**ASSIGNMENT**
Look through the lines below; wherever the word "have" appears, copy that line.

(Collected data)
== Segment start ==

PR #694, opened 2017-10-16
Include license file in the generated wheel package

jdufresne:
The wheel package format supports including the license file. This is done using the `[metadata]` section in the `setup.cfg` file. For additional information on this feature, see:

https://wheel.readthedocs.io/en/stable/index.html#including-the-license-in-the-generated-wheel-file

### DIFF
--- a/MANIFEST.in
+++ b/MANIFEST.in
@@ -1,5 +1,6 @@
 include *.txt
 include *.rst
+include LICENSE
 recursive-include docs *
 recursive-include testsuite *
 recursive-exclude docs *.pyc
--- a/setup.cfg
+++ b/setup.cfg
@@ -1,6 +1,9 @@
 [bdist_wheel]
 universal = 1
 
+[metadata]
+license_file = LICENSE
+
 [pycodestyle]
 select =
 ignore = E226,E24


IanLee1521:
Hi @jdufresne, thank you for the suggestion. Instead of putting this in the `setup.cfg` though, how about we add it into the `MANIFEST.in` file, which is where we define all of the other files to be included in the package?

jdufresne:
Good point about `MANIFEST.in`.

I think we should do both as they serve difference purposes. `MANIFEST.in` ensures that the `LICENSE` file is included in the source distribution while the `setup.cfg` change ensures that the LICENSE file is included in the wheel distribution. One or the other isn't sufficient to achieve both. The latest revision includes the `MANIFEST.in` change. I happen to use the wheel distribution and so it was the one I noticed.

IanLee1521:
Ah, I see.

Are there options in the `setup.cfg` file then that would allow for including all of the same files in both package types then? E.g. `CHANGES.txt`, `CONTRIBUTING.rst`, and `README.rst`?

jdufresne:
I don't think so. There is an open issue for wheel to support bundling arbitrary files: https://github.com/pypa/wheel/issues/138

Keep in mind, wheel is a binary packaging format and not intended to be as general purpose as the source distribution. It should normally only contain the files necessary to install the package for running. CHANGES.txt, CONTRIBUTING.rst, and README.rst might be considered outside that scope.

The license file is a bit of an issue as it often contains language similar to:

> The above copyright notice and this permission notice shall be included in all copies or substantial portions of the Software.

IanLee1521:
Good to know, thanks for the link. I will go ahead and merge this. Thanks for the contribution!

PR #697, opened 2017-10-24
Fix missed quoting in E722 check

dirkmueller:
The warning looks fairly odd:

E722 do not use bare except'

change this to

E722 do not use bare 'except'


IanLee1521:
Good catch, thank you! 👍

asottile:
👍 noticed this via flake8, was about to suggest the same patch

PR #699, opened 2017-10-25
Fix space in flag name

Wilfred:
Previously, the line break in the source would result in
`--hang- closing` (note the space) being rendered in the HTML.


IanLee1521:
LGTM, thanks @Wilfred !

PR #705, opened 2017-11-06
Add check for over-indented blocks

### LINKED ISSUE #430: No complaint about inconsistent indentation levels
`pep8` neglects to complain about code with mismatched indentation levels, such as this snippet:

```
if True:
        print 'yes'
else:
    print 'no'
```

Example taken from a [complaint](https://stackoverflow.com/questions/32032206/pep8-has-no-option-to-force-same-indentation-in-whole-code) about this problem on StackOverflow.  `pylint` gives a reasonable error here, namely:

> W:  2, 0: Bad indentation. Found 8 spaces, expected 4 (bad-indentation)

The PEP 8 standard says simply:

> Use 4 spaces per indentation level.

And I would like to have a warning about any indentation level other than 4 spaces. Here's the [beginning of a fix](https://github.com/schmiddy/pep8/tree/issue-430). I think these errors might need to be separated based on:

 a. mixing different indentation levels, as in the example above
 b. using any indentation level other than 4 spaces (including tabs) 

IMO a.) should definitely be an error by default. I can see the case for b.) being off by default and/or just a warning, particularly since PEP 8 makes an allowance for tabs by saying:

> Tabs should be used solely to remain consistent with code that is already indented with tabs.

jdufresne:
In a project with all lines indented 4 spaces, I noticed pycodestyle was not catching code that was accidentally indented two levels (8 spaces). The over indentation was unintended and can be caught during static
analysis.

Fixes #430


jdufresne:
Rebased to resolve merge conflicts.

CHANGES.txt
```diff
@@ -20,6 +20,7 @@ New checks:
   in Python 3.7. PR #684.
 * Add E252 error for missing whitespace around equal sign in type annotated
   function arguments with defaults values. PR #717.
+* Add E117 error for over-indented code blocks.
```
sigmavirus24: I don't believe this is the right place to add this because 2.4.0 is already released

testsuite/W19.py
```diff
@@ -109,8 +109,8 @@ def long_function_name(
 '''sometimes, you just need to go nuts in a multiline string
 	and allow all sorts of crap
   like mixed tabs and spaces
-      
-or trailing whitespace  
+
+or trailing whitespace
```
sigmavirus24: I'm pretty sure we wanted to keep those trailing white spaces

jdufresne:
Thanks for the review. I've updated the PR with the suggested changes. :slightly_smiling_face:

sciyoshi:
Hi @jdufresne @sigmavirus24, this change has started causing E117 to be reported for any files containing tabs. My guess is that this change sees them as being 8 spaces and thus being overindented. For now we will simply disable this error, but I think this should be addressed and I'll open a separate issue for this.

== Segment end ==
== Segment start ==

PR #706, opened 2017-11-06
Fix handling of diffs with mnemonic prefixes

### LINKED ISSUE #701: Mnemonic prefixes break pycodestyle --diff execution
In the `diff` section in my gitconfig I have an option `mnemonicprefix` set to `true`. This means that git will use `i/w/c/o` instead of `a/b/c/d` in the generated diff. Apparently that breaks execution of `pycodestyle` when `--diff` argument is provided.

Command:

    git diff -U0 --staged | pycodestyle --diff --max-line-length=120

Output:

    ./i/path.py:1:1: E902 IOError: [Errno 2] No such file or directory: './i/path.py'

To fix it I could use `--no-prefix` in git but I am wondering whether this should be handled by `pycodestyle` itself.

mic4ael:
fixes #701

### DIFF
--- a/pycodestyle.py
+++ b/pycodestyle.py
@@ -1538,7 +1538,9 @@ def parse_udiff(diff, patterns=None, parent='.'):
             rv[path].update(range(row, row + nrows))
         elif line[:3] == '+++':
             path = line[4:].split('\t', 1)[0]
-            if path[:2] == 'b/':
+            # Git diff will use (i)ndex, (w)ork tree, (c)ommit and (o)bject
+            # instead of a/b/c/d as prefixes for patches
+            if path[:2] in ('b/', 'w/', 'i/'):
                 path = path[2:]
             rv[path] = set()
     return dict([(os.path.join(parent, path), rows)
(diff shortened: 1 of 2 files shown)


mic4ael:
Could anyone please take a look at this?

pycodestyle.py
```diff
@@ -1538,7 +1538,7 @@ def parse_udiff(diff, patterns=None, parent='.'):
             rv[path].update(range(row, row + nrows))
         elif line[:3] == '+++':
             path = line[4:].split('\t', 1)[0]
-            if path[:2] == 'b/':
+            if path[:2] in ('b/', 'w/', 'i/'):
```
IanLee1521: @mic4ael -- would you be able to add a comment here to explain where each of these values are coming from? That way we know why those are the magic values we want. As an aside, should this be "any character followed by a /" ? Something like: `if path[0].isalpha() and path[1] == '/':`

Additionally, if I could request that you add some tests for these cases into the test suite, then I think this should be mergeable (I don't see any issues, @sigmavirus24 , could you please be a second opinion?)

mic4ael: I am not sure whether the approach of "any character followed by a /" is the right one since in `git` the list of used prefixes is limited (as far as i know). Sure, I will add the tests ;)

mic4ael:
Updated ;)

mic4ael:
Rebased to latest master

== Segment end ==

**RESULT FOR THIS TASK**
And I would like to have a warning about any indentation level other than 4 spaces. Here's the [beginning of a fix](https://github.com/schmiddy/pep8/tree/issue-430). I think these errors might need to be separated based on:
In the `diff` section in my gitconfig I have an option `mnemonicprefix` set to `true`. This means that git will use `i/w/c/o` instead of `a/b/c/d` in the generated diff. Apparently that breaks execution of `pycodestyle` when `--diff` argument is provided.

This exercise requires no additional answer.